The Center for Disaster Philanthropy is proud to partner with Foundation Center, the leading source of information about philanthropy worldwide, to present this interactive dashboard, which provides an analysis of disaster-related funding by foundations, governments, corporations, and individuals. The data presented here illuminate funding trends, expose imbalances in where and when contributions are made, and can help donors make more strategic decisions about their investments in the full life cycle of disasters, including preparedness and recovery efforts.
The report draws from 12 data sources, including first-time analysis of contributions by non-U.S. donors, public charities, and smaller U.S. foundations.
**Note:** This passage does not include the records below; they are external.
PR #7763, opened 2018-01-23
highlight error messages:  misc. changes

JinShil:
Should be only a few subjective ones remaining after this.

I'll have at least one more PR after this to address the `.error` member functions that automatically prepend the output of `.toChars()` to the error message.

### DIFF
--- a/src/dmd/statementsem.d
+++ b/src/dmd/statementsem.d
@@ -646,7 +646,7 @@ private extern (C++) final class StatementSemanticVisitor : Visitor
         else enum skipCheck = false;
         if (!skipCheck && (dim < 1 || dim > 2))
         {
-            fs.error("only one (value) or two (key,value) arguments for tuple foreach");
+            fs.error("only one (value) or two (key,value) arguments for tuple `foreach`");
             setError();
             return returnEarly();
         }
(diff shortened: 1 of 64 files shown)


src/dmd/statementsem.d
```diff
@@ -3795,7 +3795,7 @@ else
 
         if (!global.params.useExceptions)
         {
-            ts.error("Cannot use throw statements with -betterC");
+            ts.error("Cannot use `throw` statements with -betterC");
```
wilzbach: OT: Now that `betterC` is split up and the parameters might be exposed separately, this error message isn't ideal.

test/fail_compilation/betterc.d
```diff
@@ -1,7 +1,7 @@
 /* REQUIRED_ARGS: -betterC
  * TEST_OUTPUT:
 ---
-fail_compilation/betterc.d(11): Error: Cannot use throw statements with -betterC
+fail_compilation/betterc.d(11): Error: Cannot use `throw` statements with -betterC
 fail_compilation/betterc.d(16): Error: Cannot use try-catch statements with -betterC
```
wilzbach: No highlighting for `try-catch`?

wilzbach (approved):

src/dmd/statementsem.d
JinShil: Noted here: https://github.com/dlang/dmd/projects/3#card-6872539

wilzbach:
Jenkins seems to be loosing quite a lot of PRs lately :/

PR #7764, opened 2018-01-23
(WIP) Markdown support for DDoc

dgileadi:
This is a work in progress; please do not merge.


jacob-carlborg:
Would be nice with some examples with screenshots showing the Markdown and how the rendered result looks like.

src/dmd/doc.d
```diff
@@ -1844,6 +1856,53 @@ extern (C++) const(char)* skipwhitespace(const(char)* p)
     return p;
 }
 
+/************************************************
+ * Scan past the given characters.
+ */
```
WalterBright: Please use Ddoc style comments.

WalterBright:
> Support backtick-delimited code blocks  …

Please no.

WalterBright:
We're going to need a spec for all this.

src/dmd/doc.d
jacob-carlborg: It is a Ddoc comment, just no sections.

jacob-carlborg:
>> Support backtick-delimited code blocks …

> Please no.

If we don't, we shouldn't call it Markdown.

jacob-carlborg (changes requested):
There seems to be quite a few utility functions, please make them all private.

src/dmd/doc.d
dgileadi: I was attempting to match the comment style used by the rest of doc.d. I'd be happy to change it.

dgileadi:
As far as a spec, I've created [this project](https://github.com/dgileadi/ddoc-commonmark-spec) which generates a DDoc page from the CommonMark spec. I plan to add that page to the existing set of DDoc specs.

src/dmd/doc.d
```diff
@@ -1823,6 +1823,18 @@ extern (C++) bool isDitto(const(char)* comment)
...
+bool isWhitespace(const(char) c)
+{
+// TODO: unicode whitespace: Zs.
+    return c == ' ' || c == '\t' || c == '\r' || c == '\n';
+}
+
+bool isPunctuation(const(char) c)
+{
+// TODO: unicode punctuation: Pc, Pd, Pe, Pf, Pi, Po, or Ps.
+    return c == '!' || c == '"' || c == '#' || c == '$' || c == '%' || c == '&' || c == '\'' || c == '(' || c == ')' || c == '*' || c == '+' || c == ',' || c == '-' || c == '.' || c == '/' || c == ':' || c == ';' || c == '<' || c == '=' || c == '>' || c == '?' || c == '@' || c == '[' || c == '\\' || c == ']' || c == '^' || c == '_' || c == '`' || c == '{' || c == '|' || c == '}' || c == '~';
```
jacob-carlborg: Please break this line into multiple lines. Ideally a line should not exceed 80 columns.

src/dmd/doc.d
```diff
@@ -1844,6 +1856,53 @@ extern (C++) const(char)* skipwhitespace(const(char)* p)
     return p;
 }
 
+/************************************************
+ * Scan past the given characters.
+ */
+size_t skipchars(OutBuffer* buf, size_t i, string chars)
+{
+    const slice = buf.peekSlice();
+    for (; i < slice.length; i++)
```
jacob-carlborg: Prefer to use a `foreach`-loop.

src/dmd/doc.d
```diff
@@ -1948,6 +2007,201 @@ Lno:
     return i;
 }
 
+/****************************************************
+ * Replace the inline link portion (the part in parentheses) of a Markdown link.
+ */
+size_t replaceMarkdownInlineLink(OutBuffer* buf, size_t i, MarkdownDelimiter delimiter)
+{
+    if (buf.data[i+1] == '(')
```
jacob-carlborg: I suggest negating the condition and do an early return to save some indentation for the test of the code.

jacob-carlborg (changes requested):

jacob-carlborg:
I would like this PR to be split up into multiple smaller PRs. Ideally each of the commits in the PRs should have a meaning, i.e. avoid commits like "Fix bugs with quotes, lists and emphasis ".

src/dmd/doc.d
```diff
@@ -1844,6 +1856,53 @@ extern (C++) const(char)* skipwhitespace(const(char)* p)
...
+/************************************************
+ * Get the indent from one index to another, counting a tab as four spaces.
+ */
+size_t getIndent(OutBuffer* buf, size_t from, size_t to)
+{
+    const slice = buf.peekSlice();
+    if (to > slice.length)
+        to = slice.length;
+    size_t indent = 0;
+    for (; from < to; from++)
```
wilzbach: `foreach`

src/dmd/doc.d
```diff
@@ -1948,6 +2007,201 @@ Lno:
...
+}
+
+/****************************************************
+ * End a Markdown heading, if inside one.
+ */
+bool endMarkdownHeading(OutBuffer *buf, ref size_t i, ref int headingLevel, size_t iHeadingStart)
+{
+    if (headingLevel)
+    {
+        char* heading = cast(char*) "$(H0 ".dup;
```
wilzbach: `.ptr` will allow you to avoid the cast

src/dmd/doc.d
```diff
@@ -2145,20 +2399,148 @@ extern (C++) bool isReservedName(const(char)* str, size_t len)
...
+* A delimiter for Markdown inline content like emphasis and links.
+*/
+struct MarkdownDelimiter
+{
+    size_t iStart;
+    char type;
+    int count;
+    int macroLevel;
+    bool leftFlanking;
+    bool rightFlanking;
```
wilzbach: Ideally all members of a public date type should have a short Ddoc description.

src/dmd/doc.d
```diff
@@ -1844,6 +1856,53 @@ extern (C++) const(char)* skipwhitespace(const(char)* p)
     return p;
 }
 
+/************************************************
+ * Scan past the given characters.
+ */
+size_t skipchars(OutBuffer* buf, size_t i, string chars)
```
wilzbach: - use CamelCase: `skipChars`
- why not `ref OutBuffer`?

dgileadi:
FYI I won't be working on this for a few days—I'm helping with my son's first pinewood derby.

src/dmd/doc.d
WalterBright: It's missing `Params:` and `Returns:` sections.

src/dmd/doc.d
```diff
@@ -1844,6 +1856,53 @@ extern (C++) const(char)* skipwhitespace(const(char)* p)
...
+            }
+        }
+        if (!contains)
+            break;
+    }
+    return i;
+}
+
+/************************************************
+ * Get the indent from one index to another, counting a tab as four spaces.
```
WalterBright: Type a text file, tabs are 8. Print a text file, tabs are 8. Counting tabs as 4 doesn't work. I recommend treating tabs as 8, and for anyone who complains, suggest they use spaces. Note that because of this difficulty, no tabs are allowed in dmd source code.

Also, what do you mean by "indent"? The number of columns?

src/dmd/doc.d
```diff
@@ -1844,6 +1856,53 @@ extern (C++) const(char)* skipwhitespace(const(char)* p)
...
+ */
+size_t getIndent(OutBuffer* buf, size_t from, size_t to)
+{
+    const slice = buf.peekSlice();
+    if (to > slice.length)
+        to = slice.length;
+    size_t indent = 0;
```
WalterBright: one wonders if the indent could ever be larger than 4 gigs :-)

src/dmd/doc.d
WalterBright: or make it an array. Then line 2192 is safe, and use .ptr in the only other use, line 2193.

WalterBright: On further review, there is no need for `heading` to be allocated on the heap. It's a short, fixed size. Make it a static array on the stack.

src/dmd/doc.d
WalterBright: Also reverse sort the fields by size.

wilzbach:
@dgileadi I see that you are actively working on this - did you already try to separate your changes into smaller chunks (PRs)? Then we could move incrementally and merge/review it step by step.

dgileadi:
Not yet, but I do plan to do that. Right now I’m working on getting DDoc’s Markdown to better match the spec. I feel like I may have opened this PR too soon, although it did result in valuable feedback.

wilzbach:
> I feel like I may have opened this PR too soon,

I was just seeing you work on this & asked whether we can already help ;-)

dgileadi:
And I certainly appreciate it, don’t mistake me!

src/dmd/doc.d
```diff
@@ -1823,6 +1833,32 @@ extern (C++) bool isDitto(const(char)* comment)
...
+/*****************************************
+ * Return true if the given character is punctuation.
+ */
+private bool isPunctuation(const(char) c)
+{
+// TODO: unicode punctuation: Pc, Pd, Pe, Pf, Pi, Po, or Ps.
+// However, unicode punctuation should not be included for Markdown backslash
+// escapes, so when it's implemented be sure to make the unicode punctuation
+// check optional via a parameter
+    return c == '!' || c == '"' || c == '#' || c == '$' || c == '%' || c == '&'
```
BBasile: Use a static array of booleans, indexed by char (as ubyte), for O(1) lookups:

```d
static immutable bool[char.max] punctLUT= ['!' : true, ',': true, /*etc*/ ];
```

Only `true` members needs to be initialized. Refactoring for unicode, if necessary will be easy. (if ... > 0x80)...
Also these are rather called symbols but let's  not bikeshed for now.

dgileadi:
Thanks, I suspect you’re right that the O(1) lookup is worth the small memory hit.

src/dmd/doc.d
BBasile: I think that there's been a slight misunderstanding: you finally use an associative array but i proposed a a simple static immutable array, meaning that the data don't need to be initialized.
Look at the difference here: https://godbolt.org/g/VMrxDj

dgileadi:
That makes more sense; the associative array seemed strange. Thanks for taking the time to suggest the change and for correcting me when I got it wrong!

dgileadi:
Closing in favor of individual PRs.

PR #7765, opened 2018-01-23
Remove useless runtime code

JinShil:
The code being removed in this PR is already in druntime (object.d).  I don't see any reason for it to be in the compiler, and it's interfering with some no-runtime code I'm working on.  

~Let's see what the test suite says.~

Interesting!  Everything passes.  I'm shocked, disappointed, relieved and happy all at the same time.  I'm forced to assume this is just left-over junk.  I wonder how much more of this is hiding in the code.


wilzbach (approved):
For reference, it's here: https://github.com/dlang/druntime/blob/cf41932a8e1fa6ff01a3c96cbaae8742b716ab91/src/object.d#L3369

PetarKirov (approved):

PR #7766, opened 2018-01-23
Fix Issue 18243 - selective import + overload = private visibility

RazvanN7:
I fixed the issue by modifying the overloadApply method. The problem was that when resolving overloads the visibility attribute is not checked at all, so I had to add the scope as an optional parameter so that when an alias declaration is encountered (from imports or plain alias declarations) a check is made to make sure that the called function is indeed visible.

### DIFF
--- a/test/fail_compilation/imports/a18243.d
+++ b/test/fail_compilation/imports/a18243.d
@@ -1,0 +1,5 @@
+module a18243;
+
+import std.math : isNaN;
+
+public bool isNaN() { return false; }
--- a/src/dmd/access.d
+++ b/src/dmd/access.d
@@ -512,6 +512,20 @@ extern (C++) bool symbolIsVisible(Dsymbol origin, Dsymbol s)
 extern (C++) bool symbolIsVisible(Scope *sc, Dsymbol s)
 {
     s = mostVisibleOverload(s);
+    return checkSymbolAccess(sc, s);
+}
+
+/**
+ * Check if a symbol is visible from a given scope without taking
+ * into account the most visible overload.
+ *
+ * Params:
+ *  sc = lookup scope
+ *  s = symbol to check for visibility
+ * Returns: true if s is visible by origin
+ */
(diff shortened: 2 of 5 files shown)


test/fail_compilation/imports/a18243.d
```diff
@@ -0,0 +1,5 @@
+module a18243;
+
+import std.math : isNaN;
```
mathias-lang-sociomantic: Selective imports creating`alias` in the current scope is really an annoyance, and violates the principle of least surprise. I wish we could change that.

RazvanN7: That is a small project on its own which will propagate cascade changes throughout a large number of components.

RazvanN7: Although I agree that the current state is hackish and messy.

mathias-lang-sociomantic: Last time I checked with Walter, it was by design. Maybe that changed since. If you have any way to find out, it would be appreciated.

wilzbach:
@RazvanN7 It looks like you need to fix a couple of projects. However, they are all in `dlang-comunity` or `dlang-tour`, so I have merge rights & thus I will be able to help you ;-)

wilzbach:
@RazvanN7 making the PRs isn't too hard:

Fork and clone the respective repo

```
git checkout fix-imports-for-dmd-7766
dub test --compiler=/home/seb/dlang/dmd/generated/linux/release/64/dmd 
# fix the error & run until it passes
git add -u
git commit "Fix imports for dmd 7766"
pr_send
```

[`pr_send`](https://github.com/wilzbach/git-tools/blob/master/pr_send)

RazvanN7:
The jenkins failure is unrelated to this PR. Can we move forward with this? ping @andralex

stefan-koch-sociomantic:
Is this in the changelog ?

jacob-carlborg:
> Is this in the changelog ?

Not in this PR.

PR #7769, opened 2018-01-24
[trivial] Improve error message when aggregate template is used as a type

ntrel:
Make it clear with aggregate templates that they are templates and haven't been instantiated.

Note: `s.kind` is e.g. just "struct" for aggregate templates. Non-aggregates say "template".
Note: When `td.onemember` is an alias, we don't know if it resolves to a type or not until the template is instantiated.

http://forum.dlang.org/post/p49c55$m65$1@digitalmars.com

### DIFF
--- a/src/dmd/typesem.d
+++ b/src/dmd/typesem.d
@@ -1156,7 +1156,12 @@ private extern (C++) final class TypeSemanticVisitor : Visitor
         {
             if (s)
             {
-                s.error(loc, "is used as a type");
+                auto td = s.isTemplateDeclaration;
+                if (td && td.onemember && td.onemember.isAggregateDeclaration)
+                    mtype.error(loc, "%s template `%s` is used as a type without instantiation",
+                        s.kind, s.toPrettyChars);
+                else
+                    mtype.error(loc, "%s `%s` is used as a type", s.kind, s.toPrettyChars);
                 //assert(0);
             }
             else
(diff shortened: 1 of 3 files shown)


quickfur (commented):
LGTM.

jacob-carlborg (approved):

wilzbach:
CircleCi failure is unrelated - https://github.com/dlang/dmd/pull/7770

src/dmd/typesem.d
```diff
@@ -1156,7 +1156,12 @@ private extern (C++) final class TypeSemanticVisitor : Visitor
         {
             if (s)
             {
-                s.error(loc, "is used as a type");
+                auto td = s.isTemplateDeclaration;
+                if (td && td.onemember && td.onemember.isAggregateDeclaration)
+                    mtype.error(loc, "%s template `%s` is used as a type without instantiation",
```
WalterBright: I suggest an improvement:
```
template %s `%s` is used as a type without instantiation; to instantiate it use `%s!(arguments)`
```

wilzbach:
> CircleCi failure is unrelated - #7770 

In lack of someone wanting merging #7770, I rebased the PR. This will fix the CircleCi failure too.

WalterBright (changes requested):
Please make the change I suggested. A good error message should say what is wrong, and suggest corrective action.

src/dmd/typesem.d
MetaLang: What if the user has a variable called `arguments` already in scope? They might get confused.

WalterBright (approved):

src/dmd/typesem.d
ntrel: @MetaLang Maybe *use `%s!()`* instead? That way if the template requires arguments they will get an error to that effect, and this error may come up when the template doesn't need arguments anyway, as in the forum example.

PR #7771, opened 2018-01-24
Fix Issue 18295 -  `scope class` check too conservative under -dip1000

JinShil:
See issue for the details.  This PR also adds coverage for previously uncovered case.

FYI: This is in direct support of https://github.com/dlang/dlang.org/pull/2027

### DIFF
--- a/test/compilable/test18295.d
+++ b/test/compilable/test18295.d
@@ -1,0 +1,19 @@
+// REQUIRED_ARGS: -dip1000
+
+// https://issues.dlang.org/show_bug.cgi?id=18295
+
+// See test/fail_compilation/test18295.d for the non-`-dip1000` version`
+
+scope class C { int i; }    // Notice the use of `scope` here
+
+C increment(scope return C c) @safe  // Prior to the fix for 18295 an error would be emitted here
+{                                    // which is too conservative
+    c.i++;
+    return c;
+}
+
+void main() @safe
+{
+    scope C c = new C();
+    c.increment();
+}
--- a/src/dmd/typesem.d
+++ b/src/dmd/typesem.d
@@ -795,10 +795,13 @@ private extern (C++) final class TypeSemanticVisitor : Visitor
             tf.next = tf.next.typeSemantic(loc, sc);
             sc = sc.pop();
             errors |= tf.checkRetType(loc);
-            if (tf.next.isscope() && !(sc.flags & SCOPE.ctor))
+            if (!global.params.vsafe) // https://issues.dlang.org/show_bug.cgi?id=18295
             {
-                mtype.error(loc, "functions cannot return `scope %s`", tf.next.toChars());
-                errors = true;
+                if (tf.next.isscope() && !(sc.flags & SCOPE.ctor))
+                {
+                    mtype.error(loc, "functions cannot return `scope %s`", tf.next.toChars());
+                    errors = true;
+                }
             }
             if (tf.next.hasWild())
                 wildreturn = true;


test/compilable/test18295.d
```diff
@@ -0,0 +1,19 @@
+// REQUIRED_ARGS: -dip1000
+
+// https://issues.dlang.org/show_bug.cgi?id=18295
+
+// See test/fail_compilation/test18295.d for the non-`-dip1000` version`
+
+scope class C { int i; }    // Notice the use of `scope` here
+
+C increment(C c)            // Should not emit error here
```
MartinNowak: As this is a function there is no inferrence, and if the `scope` parameter is not `return`, it cannot be returned.

MartinNowak: Yes it should error, you need `return scope` on the parameter for this to pass.

test/compilable/test18295.d
```diff
@@ -0,0 +1,19 @@
...
+{
+    c.i++;
+    return c;
+}
+
+void main()
+{
+    scope C c = new C();
+    c.increment();
```
MartinNowak: Should error here, cannot pass scope to non-scope parameter `c`.
```
bug.d(10): Error: scope variable `c` assigned to non-scope parameter `c` calling bug.increment
```

test/compilable/test18295.d
```diff
@@ -0,0 +1,19 @@
+// REQUIRED_ARGS: -dip1000
+
+// https://issues.dlang.org/show_bug.cgi?id=18295
+
+// See test/fail_compilation/test18295.d for the non-`-dip1000` version`
+
```
MartinNowak: Without `@safe:` there are no scope checks.

test/fail_compilation/test18295.d
```diff
@@ -0,0 +1,24 @@
...
+C increment(C c)            // Not compiling under -dip1000, so this should emit an error
+{
+    c.i++;
+    return c;
+}
+
+void main()
+{
+    scope C c = new C();
+    c.increment();
```
MartinNowak: That simply won't catch the escaping of a scope variable, checks are only enabled with `-dip1000`.

MartinNowak (commented):
Right, all `scope class` means is enforcing the usage of
`scope var = new Clazz`, it has no implications on the scope checks besides that.
In particular you still need to annotate parameters as `return scope`. Remember, scope is a storage class, not a type qualifier, so it doesn't simply carry to every usage of that type.
I'm inclined to say that forcing a particular storage on users of a class is a weird use-case and unprecedented for other storage options (GC, RC). Maybe we should deprecate `scope class C {}` declarations in the long-run? Not sure why this mechanism was introduced? To catch unwanted GC allocations?

wilzbach:
>  Maybe we should deprecate scope class C {} declarations in the long-run? Not sure why this mechanism was introduced? To catch unwanted GC allocations?

FYI: ` scope A a = new A(1);` is already deprecated:

https://dlang.org/deprecate.html#scope%20for%20allocating%20classes%20on%20the%20stack

JinShil:
> Maybe we should deprecate scope class C {} declarations in the long-run?
> FYI: scope A a = new A(1); is already deprecated:

The de-deprecation has been approved.  See dlang/dlang.org#2027

> Remember, scope is a storage class, not a type qualifier, so it doesn't simply carry to every usage of that type.

When it's attributed to the class declaration, it serves as a type qualifier and does carry to every usage of that type, which is why the following emits an error:

```D
scope class A { }

void main()
{
    A a = new A();   // Error: variable main.a reference to scope class must be scope
}
```

wilzbach:
Jenkins failure is unrelated and should be gone soon (-> https://github.com/dlang/ci/pull/132)

test/compilable/test18295.d
JinShil: Added `@safe` attributes

test/compilable/test18295.d
JinShil: Added `return scope` to the parameter

test/compilable/test18295.d
JinShil: Added `return scope` to the parameter so there should be no error.

test/fail_compilation/test18295.d
JinShil: That's not the point of this test.  The point is to test the current behavior for which there currently is no test.  See https://codecov.io/gh/dlang/dmd/src/master/src/dmd/typesem.d#L800...801  If you believe that is an error, please file a bug in bugzilla and submit a fix in a separate PR.

test/compilable/test18295.d
JinShil: Added `return scope` to the parameter, there should be no error.

JinShil:
> I'm inclined to say that forcing a particular storage on users of a class is a weird use-case and unprecedented for other storage options (GC, RC).  Not sure why this mechanism was introduced?

I find it to be rather useful as a way of enforcing that all instance of the class are stack allocated.  It's consistent with constraints such as `final` in that it places restrictions on how the class is employed.

MartinNowak:
Well, final allows you to restrict any compatibility-relevant usage.
What's use-case for restricting heap allocation of classes?

```d
/+
dub.sdl:
dependency "automem" version="~>0.0.10"
+/
import automem, std.typecons : scoped;

scope class C {}

void main()
{
    auto c1 = scoped!C();
    auto c2 = RefCounted!C();
}
```
If there was a clear need for local only classes, that restriction might be warranted, I just don't see any.

test/fail_compilation/test18295.d
```diff
@@ -0,0 +1,24 @@
...
+---
+*/
+
+// https://issues.dlang.org/show_bug.cgi?id=18295
+
+// See test/compilable/test18295.d for the `-dip1000` version`
+
+scope class C { int i; }    // Notice the use of `scope` here
+
+C increment(C c)            // Not compiling under -dip1000, so this should emit an error
```
MartinNowak: The comment seems to be wrong.

JinShil: Right or wrong, that's the way it currently works.  All this test is doing is adding coverage to the existing implementation.  The `compilable/test18295.d` file is the test for the new functionality in this PR.

test/compilable/test18295.d
```diff
@@ -0,0 +1,19 @@
...
+scope class C { int i; }    // Notice the use of `scope` here
```
MartinNowak: `scope class` is irrelevant for this test, please remove the misleading comment.
Only the fact that `c` is a scoped class reference matters for the return scope check.

test/compilable/test18295.d
```diff
@@ -0,0 +1,19 @@
...
+
+C increment(return scope C c) @safe      // Should not emit error here
```
MartinNowak: Ideally we'd want to add this `-dip1000` test as well.

```d
scope class C { int i; }

C increment(return ref C c) @safe // check implicit scope from class type
{
    c.i++;
    return c;
}

void main() @safe
{
    scope C c = new C();
    c.increment();
}
```

Doesn't work though cause `scope class` isn't a real class reference.
```
bug.d(3): Error: variable bug.increment.c globals, statics, fields, manifest constants, ref and out parameters cannot be `scope`
```

MartinNowak (commented):
Looks OKish. Though I don't think anyone wants to define those half-implemented `scope class`es and their interaction with DIP1000 while we're working on `@safe` manual memory management and the whole topic is still in flux.

test/fail_compilation/test18295.d
JinShil: This test has been merged in a separate PR (https://github.com/dlang/dmd/pull/7791), so we can get off this tangent.

test/compilable/test18295.d
JinShil: Then I suggest merging this and filing a bug.

JinShil:
>  What's use-case for restricting heap allocation of classes?

That's a good question for the folks at Sociomantic who have clearly found a use for it in [Ocean](https://github.com/sociomantic-tsunami/ocean/search?p=1&q=%22scope+class%22&type=&utf8=%E2%9C%93). @mathias-lang-sociomantic?

mihails-strasuns-sociomantic:
(answering @mathias-lang-sociomantic summons)

@JinShil it is a legacy of D1 which doesn't have struct constructors/destructors, which means `scope class` was the only form of non-trivial stack-allocated aggregates available. Because we have to keep compatibility with both language versions it was not possible to switch to structs.

In the long term there is nothing preventing deprecation of scope classes and switching to structs instead, but that is both non-trivial and somewhat low priority (there are more important problems with D2 migration that are still unresolved).

Important to note that we only care about actual `scope instance = new Thing` allocation - none of dip1000 constraints will matter because we never use `@safe` which enables them.

JinShil:
> In the long term there is nothing preventing deprecation of scope classes and switching to structs instead

So be it.  Then I leave it to @WalterBright and @andralex  to decide the fate of the `scope class` in dlang/dlang.org#2027

JinShil:
@WalterBright  has made his view known at https://github.com/dlang/dlang.org/pull/2027#issuecomment-374493221

>1. Deprecate `scope class C { }`. It's kind of a bizarre, neglected quirk. It forces all allocations of `C` to go on the stack. It's hard to see what the point of it is these days.
>2. Retain `scope C c = new C();`. The `C` gets allocated on the stack instead of the heap, but pedantically this is an optimization. The -dip1000 checks ensure it works in that `c` is not allowed to escape the lifetime of its stack frame.

Therefore, instead of fixing this issue (Issue 18295), I'll move ahead deprecating `scope`-as-a-type-modifier, which will eventually make the issue irrelevant.  Closing.

PR #7772, opened 2018-01-24
fix Issue 18296 - make __coverage a hidden symbol

MartinNowak:
- external linkage only for current DSO, but not across DSOs
- avoids GOT indirection on every access
- thus avoids codegen bugs related to those
- uses SCstatic with SFLhidden flag as the access is the same as for
  static symbols, even though linkage is between SCglobal and SCstatic
  In the long-run (and with more usage) a separate SChidden might be cleaner.
- no changes to OMF code as LPUBDEF isn't used

### DIFF
--- a/src/dmd/backend/cc.d
+++ b/src/dmd/backend/cc.d
@@ -1185,6 +1185,7 @@ enum
     SFLnodebug      = 0x20000,     // don't generate debug info
     SFLwasstatic    = 0x800000,    // was an uninitialized static
     SFLweak         = 0x1000000,   // resolve to NULL if not found
+    SFLhidden       = 0x2000000,   // not visible outside of DSOs (-fvisibility=hidden)
     SFLartifical    = 0x4000000,   // compiler generated symbol
 
     // CPP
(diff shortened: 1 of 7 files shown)


rainers:
> Still needs equivalent fixes for Mach-O and COFF/OMF.

I haven't been able to reproduce on Windows, probably because there is no -fPIC there.

MartinNowak:
> I haven't been able to reproduce on Windows, probably because there is no -fPIC there.

Yes, linkage on Win is a very different topic.

MartinNowak:
This is useful work anyhow, as we want to make non-exported symbols hidden by default in the long-run. Still hanging on the unfinished export work/fixes though.

ibuclaw:
> This is useful work anyhow, as we want to make non-exported symbols hidden by default in the long-run.

Yes, but such a change may end up being the birth of S3.

MartinNowak:
Iain speaking in riddles again. If we can leverage explicit exports in D to gain a speed-up over C/C++ by default, then we should take the opportunity.

rainers:
> no changes to OMF code as LPUBDEF isn't used

It seems you still need to update cgobj.c, though, to fix the Win32 failures.

ibuclaw:
> Iain speaking in riddles again. If we can leverage explicit exports in D to gain a speed-up over C/C++ by default, then we should take the opportunity.

Whoops, looks like phone auto correct got the better of me. I corrected it (should have been D3). 

What I meant of course was that such a change may be disruptive enough to warrant a new fork in the language similar to what const did to warrant D2.

MartinNowak:
> What I meant of course was that such a change may be disruptive enough to warrant a new fork in the language similar to what const did to warrant D2.

About a small linkage behavior change? In a mostly statically linked language (which isn't affected by visibility). Seems very unreasonable.

MartinNowak:
> It seems you still need to update cgobj.c, though, to fix the Win32 failures.

There are no Win32 errors (any more), can we merge this?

In total, the new report documents $30 billion in private, public, corporate, and individual disaster-related giving to address major disasters and humanitarian crises that affected millions globally in 2016.
Key findings for 2016 philanthropic funding reveal:
- Almost $200 million in funding by global foundations and public charities for disasters and humanitarian crises.
- Natural disasters accounted for 44 percent of disaster funding.
- Man-made accidents received 15 percent of disaster funding, with several large grants addressing the Flint, Michigan water crisis.
Among disaster assistance strategies, more than 40 percent of dollars were for response and relief; 17 percent went toward reconstruction and recovery—more than half of this was related to the Flint water crisis.